(Source data)
===============

PR #1570, opened 2020-08-25
React full

dekkerglen:
This PR moves all pages to 100% react


serverjs/render.js
```diff
@@ -0,0 +1,79 @@
...
+  pages.LoginPage = require('../dist/pages/LoginPage').default;
+  pages.RegisterPage = require('../dist/pages/RegisterPage').default;
+  pages.LostPasswordPage = require('../dist/pages/LostPasswordPage').default;
+  pages.NotificationsPage = require('../dist/pages/NotificationsPage').default;
+  pages.PasswordResetPage = require('../dist/pages/PasswordResetPage').default;
+  pages.UserAccountPage = require('../dist/pages/UserAccountPage').default;
+  pages.UserBlogPage = require('../dist/pages/UserBlogPage').default;
+  pages.UserDecksPage = require('../dist/pages/UserDecksPage').default;
+  pages.UserSocialPage = require('../dist/pages/UserSocialPage').default;
+  pages.UserCubePage = require('../dist/pages/UserCubePage').default;
```
phulin, line 47: this could be cleaner but I'm not sure if we care

serverjs/render.js
```diff
@@ -0,0 +1,79 @@
...
+        image_name: req.user.image_name,
+        artist: req.user.artist,
+      }
+    : null;
+
+  return res.render('main', {
+    reactHTML:
+      NODE_ENV === 'production' ? ReactDOMServer.renderToString(React.createElement(getPage(page), reactProps)) : null,
+    reactProps: serialize(reactProps),
+    loginCallback: req.path,
```
phulin, line 74: Do we still need this? Might be a good time to remove.

serverjs/render.js
```diff
@@ -0,0 +1,79 @@
...
+        about: req.user.about,
+        image: req.user.image,
+        image_name: req.user.image_name,
+        artist: req.user.artist,
+      }
+    : null;
+
+  return res.render('main', {
+    reactHTML:
+      NODE_ENV === 'production' ? ReactDOMServer.renderToString(React.createElement(getPage(page), reactProps)) : null,
```
phulin, line 72: Moving every page to SSR will increase server load. It's probably fine, but we should just be aware. Now that we're doing full react, we might be able to switch to `renderToNodeStream` which will be much more performant. I can think about how to do that if you want. It is possible to move the HTML header into react too by using stuff like Helmet.

dekkerglen: Server CPU is basically never the bottleneck, so I think this will be alright.

joshfinnie:
this seems like a huge step in the right direction... I could see a few areas of improvement (maybe?), like using a global context for user data or small things like that, but nothing that would stop this PR. valiant effort!

dekkerglen:
> this seems like a huge step in the right direction... I could see a few areas of improvement (maybe?), like using a global context for user data or small things like that, but nothing that would stop this PR. valiant effort!

Adding a context for users would be a great improvement, I'll add a separate issue to address that

phulin:
the current nested context system sucks, and ideally we’d be using redux or
something.... but at this point we’re probably stuck with it.

PR #1574, opened 2020-08-27
Draft format overhaul

### LINKED ISSUE #838: Custom draft format - predetermined cards
This is probably pretty niche, but could we get an option on custom draft formats to start a players pool with a predetermined set of cards? In our Commander Cube, every player starts with a Command Tower and Arcane Signet in their pool

Posted in proxy for 'zachtib' on discord

### LINKED ISSUE #1494: Drafting is broken at master with slightly broken draft synergies support
**Describe the bug**
Starting a draft at current master branch fails as the code at https://github.com/dekkerglen/CubeCobra/blob/master/src/utils/Draft.js#L37 attempts to access `synergies` which is null, even though it is marked as a required PropType. This seems like a fault at current implementation which seems to be still partly in development.

**To Reproduce**
1. Checkout master 4418d213 commit
2. Go to your cube, start playtesting and begin draft
3. Draft errors at addSeen()

**Expected behavior**
Drafting works without errors at master.

### LINKED ISSUE #1547: Update embeddings to not call ML server
Card embeddings now exist in carddb, we shouldn't have to call the ML server every time we start a draft.

### LINKED ISSUE #1565: Add support for 'supreme draft'
Description of the format: https://magic.wizards.com/en/articles/archive/magic-online/introducing-supreme-draft-2020-08-24

ruler501:
Makes the draft format much more compact by replacing most cardSchemas with Numbers.
Enables adding wastes to decks.
Rework the custom draft format model.
Rework the pack model.
Allow specifying a number of cards to get trashed at the end of a pack.
Allow marking specific packs as sealed.
Allow specifying how many cards to pick at a time.
Migrate database objects on the fly so we don't have to deal with running a one_shot_script that would entail downtime.

Still to do:
Allow specifying how many cards to pick for your first pick from a pack.(2XM format)

Depends on #1789 since it wasn't possible to test the DeckPage without the fix from it.

Fixes #838 
Fixes #1494 
Fixes #1547 
Effectively fixes #1565


.eslintignore
```diff
@@ -1,6 +1,20 @@
...
+one_shot_scripts/add_blog_names.js
+one_shot_scripts/add_deck_names.js
+one_shot_scripts/generate_short_ids.js
+one_shot_scripts/add_deck_owners.js
+one_shot_scripts/fix_cube_deck_count.js
+one_shot_scripts/fix_deck_count.js
+one_shot_scripts/import_ratings.js
+one_shot_scripts/remove_invalid_tags.js
+one_shot_scripts/seed.js
+one_shot_scripts/validate_colors.js
```
dekkerglen, line 17: I'm not a fan of adding new files to ignore, we should only ever remove files from this if we can

models/draft.js
```diff
@@ -1,31 +1,55 @@
...
 
+// Details on each pack, how to draft and what's in it.
+const Pack = {
+  cards: [
+    {
+      type: Number,
+      min: 0,
+    },
+  ],
+  pickAtTime: {
```
dekkerglen, line 12: not a fan of this name. Maybe `cardsPerPick` ?

one_shot_scripts/update_deck_format.js
```diff
@@ -0,0 +1,74 @@
...
+    seat.sideboard = (seat.sideboard || []).map((pack) =>
+      pack.map((card) => {
+        cards.push(card);
+        return cards.length - 1;
+      }),
+    );
+    seat.pickorder = (seat.pickorder || []).map((card) => cards.findIndex((card2) => card.cardID === card2.cardID));
+  }
+  deck.cards = cards.concat(basicsList);
+  return deck;
```
dekkerglen, line 35: needs better error handling. There is so much errored data across the DB, check out the old deck migration script for reference. I need to check a lot of fields to see if they were objects, primitives, or arrays all the time

one_shot_scripts/update_deck_format.js
```diff
@@ -0,0 +1,74 @@
...
+        if (deck) {
+          decks.push(migrateDeck(deck));
+        }
+      }
+    }
+    // eslint-disable-next-line no-await-in-loop
+    const operations = (await Promise.all(decks))
+      .filter((deck) => deck)
+      .map((deck) => ({
+        replaceOne: {
```
dekkerglen, line 60: why replaceOne? Why not just use `.save()` ? Is this to b/c you think the lean queries are necessary? If that's the case I think the better practice would be to be better about how we are modifying the object such that we only have a couple assignments at the end of the function

one_shot_scripts/update_draft_format.js
```diff
@@ -0,0 +1,61 @@
...
+        // eslint-disable-next-line no-await-in-loop
+        await Draft.bulkWrite(operations);
+      }
+      console.log(`Finished: ${i + batchSize} of ${count} drafts`);
+    }
+
+    mongoose.disconnect();
+    console.log('done');
+  });
+})();
```
dekkerglen, line 61: same feedback as update deck format

src/components/CustomDraftFormatModal.js
```diff
@@ -30,6 +31,7 @@ const CustomDraftFormatModal = ({ isOpen, toggle, formatIndex, format, setFormat
   const { cubeID } = useContext(CubeContext);
 
   const formRef = useRef();
+  const defaultPack = { filters: [''], trash: 0, sealed: false, pickAtTime: 1 };
```
dekkerglen, line 34: Again, not a fan of `pickAtTime`. Maybe `cardsPerPick` ?

src/components/CustomDraftFormatModal.js
```diff
@@ -142,7 +174,43 @@ const CustomDraftFormatModal = ({ isOpen, toggle, formatIndex, format, setFormat
...
+                      className="mr-2 ml-2"
+                      value={pack.pickAtTime}
+                      min={1}
+                      max={pack.filters.length}
+                      onChange={handleChangePickAtTime}
+                      data-index={index}
+                    />
+                    cards at a time.
+                  </Label>
+                </Form>
```
dekkerglen, line 212: Can you provide screenshots of before and after for the UI changes?

models/draft.js
ruler501: how about cardsPerPass?

one_shot_scripts/update_deck_format.js
ruler501: I'm going to strip out the migrations and just do it on the fly.

models/cube.js
```diff
@@ -190,7 +200,7 @@ cubeSchema.index({
   numDecks: -1,
 });
 
-const Cube = mongoose.model('Cube', cubeSchema);
+const Cube = mongoose.model('Cube', withMigrations(cubeSchema, cubeMigrations));
```
dekkerglen, line 203: I don't like this pattern - I'd much rather have a one shot script to update the database

dekkerglen (changes requested):

models/cube.js
```diff
@@ -126,7 +128,14 @@ const cubeSchema = mongoose.Schema({
         multiples: Boolean,
         html: String,
         markdown: String,
-        packs: String,
+        packs: [
+          {
+            filters: [String],
+            trash: { type: Number, min: 0 },
+            sealed: Boolean,
```
dekkerglen, line 135: sealed doesn't make sense as a pack variable, should be as a draft format property.

Also having picksPerPass and trash feels like a very weak way to customize each pack. I think we should instead have a 'steps' definition that looks something like (example is supreme draft):
`
steps: [
   {
      type: pick,
      count: 2,
   },
   {
       type: trash,
       count: 13,
   }
]
`

This would be more flexible and allow things like only the first pick is double. We would need to add validation to make sure that the numbers match up, but that wouldn't be too difficult.

models/cube.js
```diff
@@ -1,5 +1,7 @@
 const mongoose = require('mongoose');
 
+const CURRENT_SCHEMA_VERSION = require('./migrations/deckMigrations').slice(-1)[0].version;
```
dekkerglen, line 3: importing and then slice, and then taking index? there is no good reason why we should be doing this. Migrations should be a one shot, disposable script. No need to make these patterns that are nonsensical if you aren't familiar with the process

models/draft.js
```diff
@@ -1,30 +1,66 @@
...
+      type: Number,
+      min: 0,
+    },
+  ],
+  picksPerPass: {
+    type: Number,
+    default: 1,
+    min: 1,
+  },
+  sealed: {
```
dekkerglen, line 19: sealed doesn't make sense here

models/draft.js
```diff
@@ -1,30 +1,66 @@
 const mongoose = require('mongoose');
+
 const cardSchema = require('./cardSchema');
+const CURRENT_SCHEMA_VERSION = require('./migrations/draftMigrations').slice(-1)[0].version;
+
+// Details on each pack, how to draft and what's in it.
+const Pack = {
```
dekkerglen, line 7: I'd like to see this reflect my earlier comment about making a more flexible custom draft schema

models/migrations/migrationMiddleware.js
```diff
@@ -0,0 +1,26 @@
+const applyPendingMigrationsPre = (migrations) => async (doc) => {
```
dekkerglen, line 1: I don't think we need this file if we're doing this with the one-shot style

one_shot_scripts/apply_migrations.js
```diff
@@ -0,0 +1,85 @@
...
+
+const MIGRATABLE = Object.freeze([
+  { name: 'Cube', model: Cube, migrate: applyPendingMigrationsPre(cubeMigrations) },
+  { name: 'Deck', model: Deck, migrate: applyPendingMigrationsPre(deckMigrations) },
+  { name: 'Draft', model: Draft, migrate: applyPendingMigrationsPre(draftMigrations) },
+  { name: 'GridDraft', model: GridDraft, migrate: applyPendingMigrationsPre(gridDraftMigrations) },
+]);
+
+const migratableDocsQuery = (currentSchemaVersion) => ({
+  $or: [{ schemaVersion: { $exists: false } }, { schemaVersion: { $lt: currentSchemaVersion } }],
```
dekkerglen, line 24: this will considerably slow down the query, and we should probably just do this check after the docs have been loaded

routes/cube_routes.js
```diff
@@ -179,24 +180,26 @@ router.post('/format/add/:id', ensureAuth, async (req, res) => {
...
       }
       cube.draft_formats.push({
-        title: req.body.title,
-        multiples: req.body.multiples === 'true',
-        markdown: req.body.markdown.substring(0, 5000),
-        packs: req.body.format,
+        title,
+        multiples: multiples === 'true',
+        markdown: markdown.substring(0, 5000),
+        packs: JSON.parse(format),
```
dekkerglen, line 194: we need validation on format

serverjs/cards.js
```diff
@@ -127,8 +127,11 @@ function initializeCardDb(dataRoot, skipWatchers) {
 }
 
 function unloadCardDb() {
-  for (const attribute of Object.values(fileToAttribute)) {
+  for (const [filename, attribute] of Object.entries(fileToAttribute)) {
     delete data[attribute];
+    if (skipWatchers !== true) {
```
dekkerglen, line 132: skip watchers shouldn't permanently unwatch the file?

src/components/DecksPickBreakdown.js
```diff
@@ -74,7 +74,17 @@ const DecksPickBreakdown = ({ draft, seatIndex, deck, defaultIndex }) => {
 
 DecksPickBreakdown.propTypes = {
   draft: PropTypes.shape({
```
dekkerglen, line 76: we should use a DraftPropType for this validation

dekkerglen (changes requested):

models/cube.js
RKelln: I think per pack sealed is fine, where the sealed format is just all packs sealed. Pack specificity allows for format flexibility (for example a commander draft where you open a sealed pack of commanders before the rest of the packs).

That being said, `{type: pick, count: N}` where N is the number cards in the pack is equivalent to sealed and even more generic. In either case we likely need special UI handling when sealed or picks == number of cards in pack (either an add all cards button or skip the step and add all cards to pool automatically).

In general I advocate for generic backend, but premade templates (e.g. supreme draft checkbox, etc) for frontend UI.

src/components/DecksPickBreakdown.js
ruler501: Done in #1798

serverjs/cards.js
ruler501: When unloading we need to stop watching because otherwise they sawn reload and the threads watching will never stop. We don't actually have access to skipWatchers here so in #1798 I just wrapped it in a try catch.

routes/cube_routes.js
ruler501: I'm working on adding that.

one_shot_scripts/apply_migrations.js
ruler501: Seems fine.

models/draft.js
ruler501: Done in #1798

models/cube.js
ruler501: I can make it more intuitive, but I'd like a system for tracking the schema versions of documents.

models/cube.js
ruler501: I started implementing steps off the discord discussion before seeing this so the schema is
```js
{
                  action: {
                    type: String,
                    enum: ['pass', 'pick', 'trash', 'pickrandom', 'trashrandom'],
                  },
                  amount: {
                    type: Number,
                    default: 1,
                  },
                },
```
Amount defaults to 1 and is ignored for pass (open to changing this to allow for really esoteric formats with positive and negative allowing for customizing direction. It would require very little change to the code). 
I intend to add a feature that gives you a pick/trash all button for when the trash or pick amount is equal to the rest of the pack.

I do think UI shortcuts to make defaults would be good. I'm thinking that per pack you could autofill: Supreme, Sealed, Pick N at a time, Trash last N, 2XM, and maybe more if we get requests.

ruler501:
This is superceded by #1798. I'll push up the changes unifying them soon.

===============

● EXERCISE DETAILS: If a line in the records includes the string "discord", copy it.

● ANSWER TO THIS TASK:
Posted in proxy for 'zachtib' on discord
ruler501: I started implementing steps off the discord discussion before seeing this so the schema is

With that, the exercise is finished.